* Task brief *
In your reply, restate all of the records below word for word.

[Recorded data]
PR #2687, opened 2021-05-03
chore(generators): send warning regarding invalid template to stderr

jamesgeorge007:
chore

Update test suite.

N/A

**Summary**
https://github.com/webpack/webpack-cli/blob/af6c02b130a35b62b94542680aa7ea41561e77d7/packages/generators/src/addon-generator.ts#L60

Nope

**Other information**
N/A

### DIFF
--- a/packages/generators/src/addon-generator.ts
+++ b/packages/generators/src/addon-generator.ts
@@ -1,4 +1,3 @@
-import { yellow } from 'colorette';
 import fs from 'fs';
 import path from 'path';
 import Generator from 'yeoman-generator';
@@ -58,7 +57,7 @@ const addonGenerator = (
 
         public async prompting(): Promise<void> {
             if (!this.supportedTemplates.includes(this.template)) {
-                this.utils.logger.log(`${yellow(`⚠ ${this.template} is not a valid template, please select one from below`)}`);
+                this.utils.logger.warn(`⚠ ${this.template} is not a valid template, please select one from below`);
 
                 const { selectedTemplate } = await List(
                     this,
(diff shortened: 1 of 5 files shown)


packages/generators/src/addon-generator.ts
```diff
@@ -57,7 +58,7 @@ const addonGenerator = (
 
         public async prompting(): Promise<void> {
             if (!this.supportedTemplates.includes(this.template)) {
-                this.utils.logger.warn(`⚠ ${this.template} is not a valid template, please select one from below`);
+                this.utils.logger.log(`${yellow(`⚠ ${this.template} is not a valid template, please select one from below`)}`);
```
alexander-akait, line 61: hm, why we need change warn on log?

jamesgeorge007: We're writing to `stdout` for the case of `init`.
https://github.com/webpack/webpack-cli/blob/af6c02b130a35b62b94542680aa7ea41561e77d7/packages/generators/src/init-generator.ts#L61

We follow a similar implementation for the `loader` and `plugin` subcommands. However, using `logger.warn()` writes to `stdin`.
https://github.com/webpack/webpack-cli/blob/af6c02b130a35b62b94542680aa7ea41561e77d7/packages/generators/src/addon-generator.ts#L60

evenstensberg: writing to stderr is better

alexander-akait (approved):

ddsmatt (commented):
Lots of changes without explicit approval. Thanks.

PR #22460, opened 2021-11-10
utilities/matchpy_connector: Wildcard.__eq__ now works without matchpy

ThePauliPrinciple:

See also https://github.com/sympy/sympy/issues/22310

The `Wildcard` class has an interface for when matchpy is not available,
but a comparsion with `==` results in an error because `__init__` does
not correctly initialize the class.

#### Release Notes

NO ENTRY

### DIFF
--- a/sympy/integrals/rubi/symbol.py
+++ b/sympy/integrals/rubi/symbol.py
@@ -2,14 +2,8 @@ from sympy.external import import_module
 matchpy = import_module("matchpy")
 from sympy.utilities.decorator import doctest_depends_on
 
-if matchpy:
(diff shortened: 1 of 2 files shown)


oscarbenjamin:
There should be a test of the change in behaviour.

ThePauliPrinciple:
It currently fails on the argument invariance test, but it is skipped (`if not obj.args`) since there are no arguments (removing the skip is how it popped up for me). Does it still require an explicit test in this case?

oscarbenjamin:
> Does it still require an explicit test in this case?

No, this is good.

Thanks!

* Task result *
PR #2687, opened 2021-05-03
chore(generators): send warning regarding invalid template to stderr

jamesgeorge007:
chore

Update test suite.

N/A

**Summary**
https://github.com/webpack/webpack-cli/blob/af6c02b130a35b62b94542680aa7ea41561e77d7/packages/generators/src/addon-generator.ts#L60

Nope

**Other information**
N/A

### DIFF
--- a/packages/generators/src/addon-generator.ts
+++ b/packages/generators/src/addon-generator.ts
@@ -1,4 +1,3 @@
-import { yellow } from 'colorette';
 import fs from 'fs';
 import path from 'path';
 import Generator from 'yeoman-generator';
@@ -58,7 +57,7 @@ const addonGenerator = (
 
         public async prompting(): Promise<void> {
             if (!this.supportedTemplates.includes(this.template)) {
-                this.utils.logger.log(`${yellow(`⚠ ${this.template} is not a valid template, please select one from below`)}`);
+                this.utils.logger.warn(`⚠ ${this.template} is not a valid template, please select one from below`);
 
                 const { selectedTemplate } = await List(
                     this,
(diff shortened: 1 of 5 files shown)


packages/generators/src/addon-generator.ts
```diff
@@ -57,7 +58,7 @@ const addonGenerator = (
 
         public async prompting(): Promise<void> {
             if (!this.supportedTemplates.includes(this.template)) {
-                this.utils.logger.warn(`⚠ ${this.template} is not a valid template, please select one from below`);
+                this.utils.logger.log(`${yellow(`⚠ ${this.template} is not a valid template, please select one from below`)}`);
```
alexander-akait, line 61: hm, why we need change warn on log?

jamesgeorge007: We're writing to `stdout` for the case of `init`.
https://github.com/webpack/webpack-cli/blob/af6c02b130a35b62b94542680aa7ea41561e77d7/packages/generators/src/init-generator.ts#L61

We follow a similar implementation for the `loader` and `plugin` subcommands. However, using `logger.warn()` writes to `stdin`.
https://github.com/webpack/webpack-cli/blob/af6c02b130a35b62b94542680aa7ea41561e77d7/packages/generators/src/addon-generator.ts#L60

evenstensberg: writing to stderr is better

alexander-akait (approved):

ddsmatt (commented):
Lots of changes without explicit approval. Thanks.

PR #22460, opened 2021-11-10
utilities/matchpy_connector: Wildcard.__eq__ now works without matchpy

ThePauliPrinciple:

See also https://github.com/sympy/sympy/issues/22310

The `Wildcard` class has an interface for when matchpy is not available,
but a comparsion with `==` results in an error because `__init__` does
not correctly initialize the class.

#### Release Notes

NO ENTRY

### DIFF
--- a/sympy/integrals/rubi/symbol.py
+++ b/sympy/integrals/rubi/symbol.py
@@ -2,14 +2,8 @@ from sympy.external import import_module
 matchpy = import_module("matchpy")
 from sympy.utilities.decorator import doctest_depends_on
 
-if matchpy:
(diff shortened: 1 of 2 files shown)


oscarbenjamin:
There should be a test of the change in behaviour.

ThePauliPrinciple:
It currently fails on the argument invariance test, but it is skipped (`if not obj.args`) since there are no arguments (removing the skip is how it popped up for me). Does it still require an explicit test in this case?

oscarbenjamin:
> Does it still require an explicit test in this case?

No, this is good.

Thanks!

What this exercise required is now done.